Exercise aim – Check each line below for the word "missing", and copy those that have it.

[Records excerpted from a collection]
PR #912, opened 2020-07-02
Fixed Torrentz2 age (i.e. creationTime)

HimanshuSharma789:
Fixing torrentz2 search age (i.e. creationTime). Previously torrentz2 do not show the creationTime (age of torrent file) in the app.

- **Fixed the REGEX pattern** to extract the Date (in **Torrentz2SearchPerformer**)
[earlier "\<span\>" tag was concatenated along with the Date] So, i fixed that issue.

- Optimized and fixed the **parsing of creationTime** (in **Torrentz2SearchResult**)

### DIFF
--- a/common/src/main/java/com/frostwire/search/torrentz2/Torrentz2SearchPerformer.java
+++ b/common/src/main/java/com/frostwire/search/torrentz2/Torrentz2SearchPerformer.java
@@ -38,7 +38,7 @@ public class Torrentz2SearchPerformer extends TorrentSearchPerformer {
         //https://torrentz2.eu
         //https://torrentz2.unblockninja.com/
         super("torrentz2.unblockninja.com/", token, keywords, timeout, 1, 0);
-        pattern = Pattern.compile("(?is)<dl><dt><a href='(?<infohash>[a-f0-9]{40})'>(?<filename>.*?)</a>.*?<span class='a'><span title='.*?'>(?<age>.*?)</span><span class='s'>(?<filesize>.*?) (?<unit>[BKMGTPEZY]+)</span> <span class='u'>(?<seeds>\\d+)</span><span class='d'>.*?");
+        pattern = Pattern.compile("(?is)<dl><dt><a href='(?<infohash>[a-f0-9]{40})'>(?<filename>.*?)</a>.*?<span class='a'><span title='.*?'>(?<age>.*?)</span>.*?<span class='s'>(?<filesize>.*?) (?<unit>[BKMGTPEZY]+)</span> <span class='u'>(?<seeds>\\d+)</span><span class='d'>.*?");
     }
 
     @Override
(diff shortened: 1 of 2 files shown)


common/src/main/java/com/frostwire/search/torrentz2/Torrentz2SearchResult.java
```diff
@@ -96,38 +96,43 @@ public String getTorrentUrl() {
     }
 
     private long parseCreationTime(String dateString) {
-        long result = 0;
+        long result = System.currentTimeMillis();
         try {
             String[] ds = dateString.split(" ");
-            if (ds[1].contains("hours")) {
+            if (ds[1].contains("hour")) {
```
gubatron, line 102: Awesome fixes

given they keep changing from lowercase to uppercase, perhaps it's best that we do this:
```java
// convert all the date string parts to lowercase
for (int i=0; i < ds.length; i ++) {
  ds[i] = ds[i].toLowerCase();
}
```

Then fix all the ifs below to ask for lower string counterparts

HimanshuSharma789: > ds[1].toLowerCase()

would be enough it think

gubatron: I'm not sure if the java compiler will make an optimization for us, it'd be best if we can make sure those are converted to lower case only once.

gubatron: Also, Strings aren't mutable, if you do `s.toLowerCase()` it returns a new copy of the mutated string, but the original instance remains.

common/src/main/java/com/frostwire/search/torrentz2/Torrentz2SearchPerformer.java
```diff
@@ -38,7 +38,7 @@ public Torrentz2SearchPerformer(long token, String keywords, int timeout) {
         //https://torrentz2.eu
         //https://torrentz2.unblockninja.com/
         super("torrentz2.unblockninja.com/", token, keywords, timeout, 1, 0);
-        pattern = Pattern.compile("(?is)<dl><dt><a href='(?<infohash>[a-f0-9]{40})'>(?<filename>.*?)</a>.*?<span class='a'><span title='.*?'>(?<age>.*?)</span><span class='s'>(?<filesize>.*?) (?<unit>[BKMGTPEZY]+)</span> <span class='u'>(?<seeds>\\d+)</span><span class='d'>.*?");
+        pattern = Pattern.compile("(?is)<dl><dt><a href='(?<infohash>[a-f0-9]{40})'>(?<filename>.*?)</a>.*?<span class='a'><span title='.*?'>(?<age>.*?)</span>.*?<span class='s'>(?<filesize>.*?) (?<unit>[BKMGTPEZY]+)</span> <span class='u'>(?<seeds>\\d+)</span><span class='d'>.*?");
```
gubatron, line 41: Good find!

gubatron:
Congratulations on your first merged Pul Request for FrostWire.

Thank you so much!

PR #915, opened 2020-07-09
[common] Adding Idope.se search support

HimanshuSharma789:
Issue-885
Adding Idope.se support for both android and desktop
Also added IdopeSearchPerformerTest file and string translations

### DIFF
--- a/android/src/com/frostwire/android/gui/SearchEngine.java
+++ b/android/src/com/frostwire/android/gui/SearchEngine.java
@@ -26,6 +26,7 @@ import com.frostwire.search.archiveorg.ArchiveorgSearchPerformer;
 import com.frostwire.search.eztv.EztvSearchPerformer;
 import com.frostwire.search.frostclick.FrostClickSearchPerformer;
 import com.frostwire.search.frostclick.UserAgent;
+import com.frostwire.search.idope.IdopeSearchPerformer;
 import com.frostwire.search.limetorrents.LimeTorrentsSearchPerformer;
 import com.frostwire.search.magnetdl.MagnetDLSearchPerformer;
 import com.frostwire.search.nyaa.NyaaSearchPerformer;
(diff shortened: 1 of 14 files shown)


android/src/com/frostwire/android/gui/SearchEngine.java
```diff
@@ -276,6 +277,14 @@ protected boolean isReady() {
         }
     };
 
+    public static final SearchEngine IDOPE = new SearchEngine("Idope", Constants.PREF_KEY_SEARCH_USE_IDOPE) {
+
+        @Override
+        public SearchPerformer getPerformer(long token, String keywords) {
+            return new IdopeSearchPerformer(token, keywords, DEFAULT_TIMEOUT / 2);
```
gubatron, line 284: why half a timeout?

HimanshuSharma789: The page contain max 10 items. So it should be completed in short time. 🙄

gubatron:
Please write to gubatron@gmail.com so I can send your bounty

HimanshuSharma789:
By the way, 
What is the numCrawls variable in SearchPerformer.
I was not able to get that...!

android/src/com/frostwire/android/gui/SearchEngine.java
gubatron: We need to consider that the app can be used from Smartphones in third world countries with slow connectivity.

gubatron: Also remember that FrostWire isn't connecting to that search engine only, it's also connecting to all the other search engines and it might take a while between a request and the handling of a response.

gubatron:
If I remember correctly this is so that it can crawl multiple pages of search results, although there might be another parameter "pages" for that. can't remember I'd have to look at the parent classes above.

HimanshuSharma789:
Actually i was confused how it works. So i decided to set the value to 1.

android/src/com/frostwire/android/gui/SearchEngine.java
HimanshuSharma789: Hmm. Thats true !

PR #922, opened 2020-08-17
[common] Use continue instead of return if setupSaveDir() returns null

pierrezurek:
When using return, if a file or folder was manually deleted, all
remaining torrents in the loop were skipped.


gubatron:
Thank you! Good find.

PR #938, opened 2020-11-15
Add 1337x torrent icon

Aholicknight:
This icon has been cropped to remove the 1337 part and kept the X part of the logo. The icon was grayscaled to fit the colour scheme of the other icons and cropped to 30x30.


Aholicknight:
My bad, I actually cropped it wrong, it should have been 20x20 and not 30x30. Let me close this pull request and make a new one.

Issue #1042, opened 2025-08-13
Linux: Get rid of helper apps options


generic-pers0n:
# The Issue
Currently, FrostWire relies on default applications set in _Helper Apps_ on Linux. Here, the user can configure their default applications, including the browser to open links in, for example. Unfortunately, on some systems, this may require some configuration if their default browser is different than Firefox or Firefox isn't installed. On my system, for example, I use LibreWolf instead of Firefox, and I would need to configure FrostWire so it properly opens links. Additionally, if I were to change my default browser, I would need to update FrostWire's settings to accomodate that change. This also applies to the other configurable programs too.

Ultimately, FrostWire's handling of these programs could be made better I feel, especially in such a way where a) they work across all platforms, and b) you don't need to rely on platform-specific APIs.

# My Solution
After doing some research, I've learned about `java.awt.Desktop`. I've seen that this class is already used in FrostWire in various places, and I'm wondering if we can expand FrostWire's usage of this class more to reduce platform-specific code and make FrostWire more portable in the process. At least for launching links in the user's preferred browser, we can go ahead and use the `Desktop.browse()` method to open URLs in the user's default browser. On Linux, however, the only catch is that you must have GVFS installed. Despite that, I think that not only should this be pretty simple to do, but also that this should be installed by default on some distributions, though I could be wrong about that. On the other hand, for other files, we may be able to use the `Desktop.open()` method for them, although I haven't experiment beyond URL handling via `Desktop.browse()` first.

Aside from making the experience more consistent on across all platforms, this would also help reduce reliance on platform-specific APIs, namely those wrapped around in libSystemUtilities. My main concern around this library is how FrostWire relies on pre-built binaries checked into Git, but that's something for another issue to discuss.

# End Goal
Ultimately, I believe that using the `Desktop` class further in FrostWire can help reduce disparities across different platforms, particularly when it comes to Linux vs Windows and macOS. I also believe it will help in keeping FrostWire code to be cross-platform and to not have to worry about platform-specific details. I would like to open PRs to complete this work, but I feel it is appropriate we discuss on where we should go with this first before anything.

gubatron:
Great initiative.
I'd start by taking a look at libSystemUtilities and seeing what functionality is no longer needed there and provided (truly in a cross OS manner) by JDK 22 and up, We will probably be including JDK 24 in our next major release.

[...]

PR #1043, opened 2025-08-15
Drop Helper Apps options

generic-pers0n:
As promised in #1042, I would create a PR demonstrating those planned changes. Now, that PR has arrived! 😄

This PR replaces various methods with Java's `Desktop.browse()` and `Desktop.open()` methods, respectively. The previous methods would, on some platforms, rely on native code via the `SystemUtilities` class to open a file or URL via platform-specific functionality. Otherwise, and namely for Linux, it would rely on helper apps that users would need to set in order to open files and URLs in user-preferred applications.

The only caveat I can see here is the requirement that GVFS be installed. This isn't made clear in Java's API reference, but from some good-old web searching I found out that the `Desktop.open()` method requires that GVFS be installed. To help with that, if opening a URL fails on Linux, the user is prompted to install GVFS. Note that I'm not entirely sure about `Desktop.open()`, on the other hand, but I assume that the GVFS requirement also applies to that method as well, although I don't do any prompting.

Note: this PR currently fails to build due to jlibtorrent not being found from its repository or so. I assume this is related to on-going work trying to move away from a precompiled jlibtorrent and instead relying on a remote repository. I certainly applaud this effort, so I accept potentially waiting until that gets accomplished, where afterwards I can rebase this PR if desired.


gubatron:
I understand GVFS is Gnome's. Wonder how this will work for KDE users and what the market share is, which I think might be very popular.

According to Grok:
Screenshot 2025-08-15 at 8 48 57 AM

 "KDE captures around 30-50% preference in enthusiast communities, while GNOME hovers at 10-25%, boosted by defaults in beginner-friendly distros. For global Linux desktops (estimated 4-5% of all desktops in 2025 per Statcounter/Steam), GNOME likely edges out in raw user numbers, but KDE is closing the gap."
 
 I'll try to test the branch with KDE, fingers crossed this works well there too.

gubatron:
If all this works and we can reuse this code also for mac and windows, then we should probably clean up the C++ native code:

Some places to look at:

`Shell.h` https://github.com/frostwire/frostwire/blob/master/desktop/lib/native-src/windows/SystemUtils/Shell.h

`Shell.cpp` https://github.com/frostwire/frostwire/blob/master/desktop/lib/native-src/windows/SystemUtils/Shell.cpp#L95

but we need to make sure we really don't need
`JNIEXPORT void JNICALL Java_org_limewire_util_SystemUtils_openFileNative(JNIEnv *e, jclass c, jstring path);`
and perhaps this one if you're going for URL opening as well.

 `JNIEXPORT void JNICALL Java_org_limewire_util_SystemUtils_openURLNative(JNIEnv *e, jclass c, jstring url);`

gubatron:
Looking good on mac

generic-pers0n:
Great to hear!

Since it appears that only Windows had this native code, and anything that references it at this point has been removed, I'll go ahead and remove them for this PR.

I'll try this PR on a default Ubuntu and Fedora install, respectively, to see how this works.

gubatron:
unless you have something else pending this LGTM to merge, I'll bring it over to the branch I'm currently working on and fix anything missing.

gubatron:
IMG20250816154949

Would love to send you a FrostWire T-shirt.
If you are in the US write me in private with the size and shipping address

gubatron at gmail

generic-pers0n:
> unless you have something else pending this LGTM to merge, I'll bring it over to the branch I'm currently working on and fix anything missing.

Oh great! That's all I have for this PR! If all looks good then you can proceed to merge it! 😄

generic-pers0n:
> IMG20250816154949
> 
> Would love to send you a FrostWire T-shirt.
> If you are in the US write me in private with the size and shipping address
> 
> gubatron at gmail

Ooh neat! I'll be in touch! 😄

Issue #1047, opened 2025-08-27
[desktop/linux] Get rid of precompiled native binaries


generic-pers0n:
In #1042, I mentioned libSystemUtilities and how there are pre-checked binaries into Git. I would like to further elaborate on that in this issue.

# The Issue
Currently, FrostWire relies on several precompiled binaries for Windows, macOS (x86 and ARM), and Linux (for x86_64 only as far as I see). This stems from the dependency on libSystemUtilities, which contains useful utilities that FrostWire uses across Windows and macOS. (Technically, it's also for Linux, but it appears unused at the moment). While this works conveniently, there are multiple issues associated with this.

The first issue to cover here is _transparency_. Unfortunately, it is harder to audit those precompiled binaries and consequently easier to insert a backdoor as it isn't as easy to check these native binaries. As the [xz-utils backdoor situation](https://en.wikipedia.org/wiki/XZ_Utils_backdoor) has shown, binary data can make it easier to slip in a backdoor. Given how libSystemUtilities is shipped as precompiled native binaries, I wonder if it could be even easier.

The second issue to also cover is how this limits FrostWire's potential for working nearly flawless on more platforms besides Windows, macOS, and Linux. While the majority of users will use one of those three platforms, FrostWire could benefit from increased compatibility for multiple different platforms as it would allow more in the open source community to ship FrostWire.

# My Solution
To solve these problems, I propose two solutions: either drop the precompiled binaries and have them built automatically each time FrostWire is built or get rid of the library entirely.

## Solution 1: Keep `libSystemUtilities` and compile it with the rest of FrostWire

This solution keeps the "status quo" of the current FrostWire codebase, where it relies on native code on different platforms to do things. This way, not much has to change a whole lot in the codebase itself. However, the build system would need to change. Unfortunately, my knowledge of Gradle is limited, so while I could figure out a way to pull it off, it would take some time. Furthermore, FrostWire does not have any publicly available methods for packaging, so those would need to be updated.

## Solution 2: Replace `libSystemUtilities` with Java code

This is my preferred solution. I presume that FrostWire's codebase would change quite a bit but not radically. Not only would getting rid of libSystemUtilities be better for transparency, but it would also allow us to get rid of redundant methods and replace them with Java methods that can work without the involvement of a native library.

#1043 has already proven that we can take this method. In fact, you may even consider it the first steps of this solution. Nevertheless, at least from my
[...]

PR #1057, opened 2025-08-31
Prebuilt Binary Removal Part 1: Minimize usage and size of libSystemUtilities

generic-pers0n:
This is the first step in dropping prebuilt binaries as described in #1047. I first start with the easy bits, although I make a bit of assumptions. (If needed, I can make changes before merging this PR).

This PR is primarly composed of two halves: the refactoring bits and the clean up bits. To cover the first half, I refactored a few methods to use their equivalent Java counterparts instead. For example, trash handling is refactored to use Java's `Desktop` class on Windows and macOS. Unfortunately, this does not appear to work on Linux, but since FrostWire didn't support it before, I consider this acceptable as we are preserving functionality rather than dropping it. Regardless, this helps with reducing libSystemUtilities usage.

Covering the second half, this PR also drops libSystemUtilities not only for Linux but also for macOS. Surprisingly, libSystemUtilities for macOS was only a single function, of which went unused. This effectively makes libSystemUtilities Windows-only. Alas, macOS still requires prebuilt binaries other than jlibtorrent's stuff (which I won't be focusing on right now), but we'll cover those bits later on.

This PR is more expansive than I originally planned it to be, but it turns out there was a lot of more low-hanging fruit than I initially realized. Plus, I decided to go all out and just take care of this on one fell swoop. I know the general task of #1047 is going to be a long process, so I figured I'd get this in for whatever next minor release of FrostWire there might be (maybe 6.15 or something). I also ask to please not close #1047 after merging this PR because this is only one part in a broad issue.

PR #1058, opened 2025-09-03
libSystemUtilities minimization rebased

generic-pers0n:
This is basically #1057 but rebased on the `jlibtorrent-2.0-migration` branch.

In addition to the original PR, this rebased one contains an extra fix to get the Linux build to work. Now, Linux builds are compiling and running with jlibtorrent 2.x! If desired, however, I can make a separate PR for that fix if needed. It's only 1 commit though, so you may be fine merging it here. Whatever your preference is, you get it!

The original description goes as follows below.

----------

This is the first step in dropping prebuilt binaries as described in https://github.com/frostwire/frostwire/issues/1047. I first start with the easy bits, although I make a bit of assumptions. (If needed, I can make changes before merging this PR).

This PR is primarly composed of two halves: the refactoring bits and the clean up bits. To cover the first half, I refactored a few methods to use their equivalent Java counterparts instead. For example, trash handling is refactored to use Java's Desktop class on Windows and macOS. Unfortunately, this does not appear to work on Linux, but since FrostWire didn't support it before, I consider this acceptable as we are preserving functionality rather than dropping it. Regardless, this helps with reducing libSystemUtilities usage.

Covering the second half, this PR also drops libSystemUtilities not only for Linux but also for macOS. Surprisingly, libSystemUtilities for macOS was only a single function, of which went unused. This effectively makes libSystemUtilities Windows-only. Alas, macOS still requires prebuilt binaries other than jlibtorrent's stuff (which I won't be focusing on right now), but we'll cover those bits later on.

This PR is more expansive than I originally planned it to be, but it turns out there was a lot of more low-hanging fruit than I initially realized. Plus, I decided to go all out and just take care of this on one fell swoop. I know the general task of https://github.com/frostwire/frostwire/issues/1047 is going to be a long process, so I figured I'd get this in for whatever next minor release of FrostWire there might be (maybe 6.15 or something). I also ask to please not close https://github.com/frostwire/frostwire/issues/1047 after merging this PR because this is only one part in a broad issue.


gubatron:
confirmed that deleting to trash still works on macos.

PR #1063, opened 2025-09-04
Fix Archive.org search provider

generic-pers0n:
I was wondering why FrostWire's Archive.org search provider didn't work, so I decided to investigate this. It turns out the issue was really simple: an invalid argument was being passed to the `indent` parameter. Since I didn't know what valid values this parameter accepted, I decided to remove it. In doing so, searching Archive.org from FrostWire works again! Now FrostWire has one more working search provider! 🎉


gubatron:
Wow, excellent subtle find!
Will test and merge

gubatron:
[Merged!](https://github.com/frostwire/frostwire/commit/a62e4a1801d8231ffaea25b5391ffd1c2a6ee743) 🙏

PR #1083, opened 2025-09-14
[common] Fix GloTorrents search

generic-pers0n:
This PR fixes the GloTorrents search provider. My first thought was using https://glodls.to since that URL worked, as was done in #1079. However, visiting the site in Librewolf, it gave me an HTTPS site unavailable warning, so I guess there was a problem with a redirect or something. When visiting the page, however, there was another official domain: https://gtso.cc. I tried updating the GloTorrents search provider to use that one and it worked!


gubatron:
please rebase, can't switch to this branch because of the changes with telluride
Screenshot 2025-09-15 at 1 35 32 PM

gubatron:
hmm, i wonder why all the commits are there, i feel like if we try to merge there might be a lot of conflicts (for other branches that need to rebase as well)

gubatron:
oh, I think you rebased this against `jlibtorrent-2.0-migration`, it'd be better if we had this on top of master so it can be included in 6.14

generic-pers0n:
> oh, I think you rebased this against `jlibtorrent-2.0-migration`, it'd be better if we had this on top of master so it can be included in 6.14

Oops! I'll fix that ASAP.

I think I might need to double check a few things but at least the domain is correct. At least, I get warnings about the performer not working correctly, but in testing I recall seeing at least a GloTorrent search result.

gubatron:
Cherry picked merged a4b4f4e6b08d4b42eeca9b4c08904c0d92039ebb

PR #1091, opened 2025-09-17
[desktop] Drop libdispatch classes

generic-pers0n:
Having noticed these classes were unused after creating #1090, I decided to make this PR to drop them. This should help clean up the codebase further too.

**Note**: I don't have a Mac to test this on, so I'm relying on the fact that IDEA found no other mention of these classes in any way. If this some _does_ break the Mac build, then we can wait until another time.

PR #1095, opened 2025-09-17
Remove unused sun.awt.X11 classes

generic-pers0n:
This PR is made in the same spirit as #1091. My only concern is that these classes had their unused warnings suppressed, but I have some confidence that these classes aren't likely to be used in the future. Either way, these classes are pretty small, so it should be a very small (and trivial) change (hopefully).


gubatron:
Absolutely not needed, these were necessary to get the Window pointer when we used to have a video player.
image

PR #54, opened 2016-02-24
Enable notification to libpwq before semaphore waiting

frankeh:
Before waiting on a dispatch_semaphore (slow path), notify the thread pool manager
that this thread will go to block.

Depends on the small patch submitted to libpwq
https://github.com/mheily/libpwq/pull/10   (not approved yet).
This patch will wakeup the thread manager (instead of doing this once per second)
which then forces a new worker_thread to be started.

Lack of this patch will result in reduced concurrency at program startup time.
See https://bugs.swift.org/browse/SR-761  for some symptoms.

This patch is not a fix for all, for instance it does not catch sleep() calls, but according
to Swift Foundation implementers its a good intermediate solution before linux kernel solutions
are considered which have significantly longer lead times.


frankeh:
Will provide a clean submission.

Response below –
unless you have something else pending this LGTM to merge, I'll bring it over to the branch I'm currently working on and fix anything missing.
> unless you have something else pending this LGTM to merge, I'll bring it over to the branch I'm currently working on and fix anything missing.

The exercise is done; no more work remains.